- What you will do: Without omitting anything, copy every entry word for word.

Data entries
--- --- ---

PR #4445, opened 2021-03-27
[MIRROR] [Ready] Fermichem part 2.3 Adds a new reagent: Eigenstasium

SkyratBot:
Original PR: https://github.com/tgstation/tgstation/pull/56918
--------------------

## About The Pull Request

Adds Eigenstasium, a chemical loosely themed around eigenstates.

#### Normal effects:
If the purity of the reagent is over 90%, it will teleport the player to the creation location on consumption (ingestion only)
Next, it will save the location you took the reagent, and create a blue eigenstate version of your character to signal where you will return to.
When the reagent leaves a patients bloodstream, it will teleport the player back to the consumption location.
Dying does not stop processing, you will still return to the consumption location even if dead. (though using it on a corpse, or OD/addiction effects won't proc while dead)

#### Overdose effects:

--- --- ---

- Exercise output:
PR #4445, opened 2021-03-27
[MIRROR] [Ready] Fermichem part 2.3 Adds a new reagent: Eigenstasium

SkyratBot:
Original PR: https://github.com/tgstation/tgstation/pull/56918
--------------------

## About The Pull Request

Adds Eigenstasium, a chemical loosely themed around eigenstates.

#### Normal effects:
If the purity of the reagent is over 90%, it will teleport the player to the creation location on consumption (ingestion only)
Next, it will save the location you took the reagent, and create a blue eigenstate version of your character to signal where you will return to.
When the reagent leaves a patients bloodstream, it will teleport the player back to the consumption location.
Dying does not stop processing, you will still return to the consumption location even if dead. (though using it on a corpse, or OD/addiction effects won't proc while dead)

#### Overdose effects:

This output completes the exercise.